# DIRECTIONS FOR THIS TASK
Produce an exact copy of the first line of the data below and each line after it, please, up to and including the one with "Build policy public".

# RECORDS SUPPLIED
PR #1065, opened 2020-01-21
Docs for 1.7.2

tridelat:


tridelat:
@cekees added info for installing through conda + autodoc inheritance is now scaling properly

PR #3124, opened 2015-04-30
Build policy public

### LINKED ISSUE #3123: Make _build_policy in iam.connection public
For writing idempotent iam role policies, it's necessary to fall back to a default policy when a policy isn't defined. Right now, when calling update_assume_role_policy, it's necessary to pass in a role policy. However, in our situation, if a policy isn't defined, we want to use the default, so we need to know the default to compare against.

There's no stable way to currently get this out of boto.

ryan-lane:
Fixes #3123


boto/iam/connection.py
```diff
@@ -1102,7 +1102,7 @@ def create_instance_profile(self, instance_profile_name, path=None):
             params['Path'] = path
         return self.get_response('CreateInstanceProfile', params)
 
-    def _build_policy(self, assume_role_policy_document=None):
+    def build_policy(self, assume_role_policy_document=None):
```
signalpillar: If we publish this method lets update the docstring for it.

```
Build default policy document when `assume_role_policy_document` is not specified.

:type assume_role_policy_document: str
:return: Serialized to string JSON document of the policy
:rtype: str
```

**Not sure the docstring is complete.

ryan-lane: That docstring looks pretty accurate to me. Updated PR to add it.

signalpillar: Good. Thank you.

ryan-lane:
The default policy is also a bit wonky for this. AWS converts single item lists into strings, also the policy is missing a version string, so comparing what we put in vs what we get back is difficult. I'll update this PR to make this more reliable.

Issue #3126, opened 2015-05-01
EMR list_instances filtering by instance_group_types is broken


markreddy:
When listing instances using list_instances and providing a filter the response is returned is incorrect. This is caused by using the wrong parameter key (label) InstanceGroupTypeList instead of InstanceGroupTypes as per: http://docs.aws.amazon.com/ElasticMapReduce/latest/API/API_ListInstances.html

```python
        if instance_group_types:
            self.build_list_params(params, instance_group_types,
                                   'InstanceGroupTypeList.member')
```
Should be:
```python
        if instance_group_types:
            self.build_list_params(params, instance_group_types,
                                   'InstanceGroupTypes.member')
```

To recreate attempt to list only the MASTER node in an EMR cluster:
```python
from boto.emr.connection import EmrConnection
from boto.ec2.regioninfo import RegionInfo
conn = EmrConnection('access_key', 'secret_key', region=RegionInfo(name='region', endpoint='elasticmapreduce.eu-west-1.amazonaws.com'))
resp = conn.list_instances(cluster_id=clusterId, instance_group_types=["MASTER"])
```
resp will contain all instances in the InstanceGroup and will not be filtered to just the MASTER, as the filter key is not valid.

mtdowling:
PR merged. Closing.

PR #3127, opened 2015-05-01
Fixes Issue #3126 EMR list_instances when fitlering by instance_group_types

markreddy:
Issue #3126 fixes EMR list_instances when fitlering by instance_group_types


achiku:
+1 for this !!

kyleknap:
Could you add a test for this?

mtdowling:
I've confirmed that this is the correct format and I see that the test was updated to reflect it. Merging.

PR #3136, opened 2015-05-05
document route53 updating a record

noordzij:
It took me some time to figure out how to do a simple create or update of a route 53 dns record. So for future reference I updated the route 53 tutorial with an example...


kyleknap:
Thanks! Merging.

PR #3139, opened 2015-05-05
Fix load_from_path in boto.pyami

eshyong:
`Config#load_from_path` was leaving a file pointer dangling. Fix that by using a with statement.


eshyong:
Hi, I tried to look for test files in boto/pyami, but could not find any. If anyone would like to point me to a place where I can test this functionality, or has any suggestions on how I could get this merged, that would be great :smiley:

kyleknap:
@eshyong 
Thanks for the PR! It would also be great if you could rebase off the HEAD of develop. There are a bunch of commits that are not needed in this PR. Also it looks like the last line changed does not have the same relative indentation as before the ``self.read()`` one. Is this on purpose?

It would be great to get tests in on this as I could not find any test for it previously. You may have to start your own suite.

brutasse:
#3535 does the same thing. It would be great if one or the other could be merged to close the file descriptor more explicitly.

# SOLUTION BELOW
PR #1065, opened 2020-01-21
Docs for 1.7.2

tridelat:


tridelat:
@cekees added info for installing through conda + autodoc inheritance is now scaling properly

PR #3124, opened 2015-04-30
Build policy public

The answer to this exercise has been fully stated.